Whether this was in some new-found spirit of openness, or an attempt to demonstrate to the party faithful his masterful way of dealing with bolshie members of the opposition, I can't be sure, but if it was the latter he made a serious error.
If only he'd asked me, I could have warned him that the highly-educated womenfolk in the family don't take kindly to being patronised.
Back went Cllr Hodgson's reply - copied to all councillors, two can play at that game -"What would further my understanding is a straight answer. I fail to see how you can have considered any of the unaffiliated councillors . . . when you have no knowledge of their qualifications, skills or experience".
Cllr Adams was on the ropes, but he skilfully covered up hoping for the bell to save him with: "I’m sorry that you disagree. I don’t intend to enter into an email exchange that simply emphasises the fact that we hold different views on this matter."
Followed by the swift counterpunch "I am sorry to labour the point, but I do not think that agreeing to disagree is acceptable. Whilst we can both hold differing views, we cannot both be right."
Holding on for dear life, Cllr Adams responded: "I didn’t think I needed to further clarify my last response which is contained below, however to emphasise this point please be assured we have different views on this matter as mentioned previously."
Cllr Hodgson moved in for the kill: "I do not need assurance that we have different views on this matter, that is without doubt. What I do need assurance on is that you, as leader, not just of Independent Plus, but of the whole Council, followed the Nolan principle of objectivity (In carrying out public business, including making public appointments, awarding contracts, or recommending individuals for rewards and benefits, holders of public office should make choices on merit.) when making appointments to outside bodies including the Police and Crime Panel. Without that assurance I can only conclude that, rather than appointments being made on merit, they are made by a system of patronage and or “Buggins’ turn”.
Now it wouldn't be right for me to express an opinion on the progress of this contest, but I have to say that impartial observers, include some very senior members of the IPPG, had Cllr Hodgson way ahead on points.
It was then that Cllr Hodgson's came across the minutes of the meeting of the council held on 11 December 2008; the previous occasion when this issue of appointments to outside bodies was debated.
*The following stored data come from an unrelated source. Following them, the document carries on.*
PR #2330, opened 2022-09-21
2260 fix mypy issues

### LINKED ISSUE #2260: Fix as many mypy issues as you can
# Spike

## Objective
There are a lot of mypy issues in our code. Fix as many of them as you can. In 1 day

## Scope
Timeboxed to 1 day - (0.75d remaining) - @VakarisZ 

## Output
- One or more PRs that fix mypy issues
- Update #2225

cakekoa:
# What does this PR do?

Fixes #2260.

Fixes a number of mypy issues.

## PR Checklist

## Testing Checklist

    > Tested by running the unit tests
    Prior to these changes:
    > Found 165 errors in 70 files (checked 586 source files)
    
    After these changes:
    > Found 126 errors in 47 files (checked 586 source files)


monkey/infection_monkey/utils/capture_output.py
```diff
@@ -7,7 +7,6 @@ def __enter__(self) -> None:
         self._orig_stdout = sys.stdout
         self._new_stdout = io.StringIO()
         sys.stdout = self._new_stdout
-        return self
```
mssalvatore, line 10: I believe that the `__enter__()` method on a context manger needs to return something. I think the typehint is wrong. You'll have to `from __future__ import annotations` in order for the typehint to be able to reference the class IIRC.

monkey/monkey_island/cc/models/networkmap.py
```diff
@@ -1,6 +1,14 @@
...
 from typing import Mapping, Sequence
 
+from monkey_island.cc.models import Machine
+
+
+@dataclass
+class Arc:
+    dst_machine: Machine  # noqa: F821
+    status: str
+
```
mssalvatore, line 12: We can just remove this file entirely. It's been replaced by `models/node.py`

monkey/monkey_island/cc/repository/i_log_repository.py
```diff
@@ -2,8 +2,12 @@
 from typing import Optional, Sequence
 
 
+# TODO: Actually define the Log class
+class Log:
+    pass
+
+
 class ILogRepository(ABC):
```
mssalvatore, line 10: We can remove this file too. The log contents will be stored on the `Agent` object.

monkey/monkey_island/cc/services/reporting/issue_processing/exploit_processing/processors/cred_exploit.py
```diff
@@ -16,12 +16,12 @@ def get_exploit_info_by_dict(class_name: str, exploit_dict: dict) -> ExploiterRe
...
-                    exploit_info.credential_type = CredentialType.PASSWORD.value
+                    exploit_info.credential_type = CredentialType.PASSWORD
                     exploit_info.password = attempt["password"]
                 elif attempt["ssh_key"]:
-                    exploit_info.credential_type = CredentialType.KEY.value
+                    exploit_info.credential_type = CredentialType.KEY
                     exploit_info.ssh_key = attempt["ssh_key"]
                 else:
-                    exploit_info.credential_type = CredentialType.HASH.value
+                    exploit_info.credential_type = CredentialType.HASH
```
mssalvatore, line 25: Did you double-check how these are used? This change might introduce a bug.

monkey/monkey_island/cc/services/telemetry/processing/exploit.py
```diff
@@ -29,10 +29,10 @@ def process_exploit_telemetry(telemetry_json, _):
 
 
 def update_network_with_exploit(edge: EdgeService, telemetry_json):
-    telemetry_json["data"]["info"]["started"] = dateutil.parser.parse(
+    telemetry_json["data"]["info"]["started"] = dateutil_parser.parse(
         telemetry_json["data"]["info"]["started"]
     )
-    telemetry_json["data"]["info"]["finished"] = dateutil.parser.parse(
+    telemetry_json["data"]["info"]["finished"] = dateutil_parser.parse(
```
mssalvatore, line 35: Why?

mssalvatore (changes requested):

monkey/infection_monkey/utils/capture_output.py
cakekoa: It looks like you do if the user needs to refer to the object using `as`, which we do. I'll update it

monkey/monkey_island/cc/services/telemetry/processing/exploit.py
cakekoa: This is purely catering to mypy not liking `dateutil.parser`

mssalvatore: I reverted this and installed `types-mypy-dateutil` as a dev dependency, since that's what mypy told me to do.

If you're not happy with that, or there's some other issue with it, just drop my commits and merge. It's not worth spending too much more time on this file.

mssalvatore (approved):

ilija-lazoroski (approved):

monkey/infection_monkey/exploit/HostExploiter.py
```diff
@@ -58,7 +59,7 @@ def report_login_attempt(self, result, user, password="", lm_hash="", ntlm_hash=
     # TODO: host should be VictimHost, at the moment it can't because of circular dependency
```
shreyamalviya, line 59: Did you try running? Is this still valid?

monkey/infection_monkey/island_api_client/i_island_api_client.py
```diff
@@ -60,7 +60,7 @@ def get_pba_file(self, filename: str) -> bytes:
         """
 
     @abstractmethod
-    def get_agent_binary(self, operating_system: OperatingSystem) -> Optional[bytes]:
+    def get_agent_binary(self, operating_system: OperatingSystem) -> bytes:
```
shreyamalviya, line 63: Should we be using `Optional` here? The only time it won't return `bytes` is when an error is raised.

shreyamalviya: See [this SO question on type hinting with exceptions]( https://stackoverflow.com/a/44282299). Maybe we should be using [typing.NoReturn](https://docs.python.org/3/library/typing.html#typing.NoReturn).

monkey/infection_monkey/monkey.py
```diff
@@ -142,7 +142,7 @@ def _get_arguments(args):
         return opts
 
     # TODO: By the time we finish 2292, _connect_to_island_api() may not need to return `server`
-    def _connect_to_island_api(self) -> Tuple[str, IIslandAPIClient]:
+    def _connect_to_island_api(self) -> Tuple[Optional[str], Optional[IIslandAPIClient]]:
```
shreyamalviya, line 145: Same comment as above

monkey/monkey_island/cc/server_utils/encryption/repository_encryptor.py
```diff
@@ -1,44 +1,44 @@
...
-        self._password_based_encryptor = None
-        self._key_based_encryptor = None
+        self._key_based_encryptor: Optional[IEncryptor] = None
 
     def unlock(self, secret: bytes):
         try:
-            self._password_based_encryptor = PasswordBasedBytesEncryptor(secret.decode())
-            self._key_based_encryptor = self._initialize_key_based_encryptor()
+            encryptor = PasswordBasedBytesEncryptor(secret.decode())
+            self._key_based_encryptor = self._initialize_key_based_encryptor(encryptor)
```
shreyamalviya, line 21: Why is this change needed?

monkey/monkey_island/cc/services/attack/technique_reports/T1065.py
```diff
@@ -25,4 +25,8 @@ def get_report_data():
     @staticmethod
     def get_tunnel_ports() -> Sequence[str]:
         telems = Telemetry.objects(telem_category="tunnel", data__proxy__ne=None)
-        return [address_to_ip_port(telem["data"]["proxy"])[1] for telem in telems]
+        return [
+            p
+            for p in (address_to_ip_port(telem["data"]["proxy"])[1] for telem in telems)
+            if p is not None
+        ]
```
shreyamalviya, line 32:
```suggestion
        return filter(None, [address_to_ip_port(telem["data"]["proxy"])[1] for telem in telems])

```

shreyamalviya (changes requested):

monkey/monkey_island/cc/server_utils/encryption/repository_encryptor.py
mssalvatore: This is being replaced anyway.

monkey/infection_monkey/island_api_client/i_island_api_client.py
cakekoa: `Optional` means the value could be `None`. That is not the case here. I don't think we need to do anything special here because it is expected that we won't get a return value if the method raises an exception. As long as we've documented the exceptions that are raised, I think we're covered here

monkey/monkey_island/cc/server_utils/encryption/repository_encryptor.py
cakekoa: What prompted the change was that, due to temporal coupling, `self._password_based_encryptor` could be `None`, so we couldn't call `decrypt()` or `encrypt()`. It turns out that we don't need to store the `PasswordBasedBytesEncryptor` at all since we only use it here. That way, it's never `None`. Also, if we don't have a reason to hold onto it, then we shouldn't hold onto it

monkey/monkey_island/cc/services/telemetry/processing/exploit.py
mssalvatore: Hmm. :shrug:

monkey/infection_monkey/exploit/HostExploiter.py
mssalvatore: Try running BB tests

monkey/infection_monkey/island_api_client/i_island_api_client.py
shreyamalviya: I just realised I wrote that comment thinking you added `Optional` to the type hint. 😅 
I agree with you. Documenting the exception feels enough.

shreyamalviya (approved):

At that meeting it was resolved that: "at the beginning of the term of the next Council, a list of outside bodies be circulated to all Members before appointments are made."
The term of the next council was the one that commenced after last May's election, so Cllr Hodgson put down a written question asking why the terms of this resolution had not been followed?
This was on the agenda for last Thursday's council meeting and Cllr Adams replied that two copies of the list of outside bodies had been left in the members' room after the election.
When Cllr Hodgson pointed out that this didn't amount to "circulation" Cllr Adams responded that all members had been circulated with a copy of the appointments.
He was out on his feet by now, but when the Cllr Hodgson rose to deliver the coup de grace by pointing out that this list was circulated after the appointments had been made and not, as the resolution required, before, the chairman intervened to bring the questioning to an end.
So, while she was denied a knockout, she did achieve the next best thing - referee stopped fight.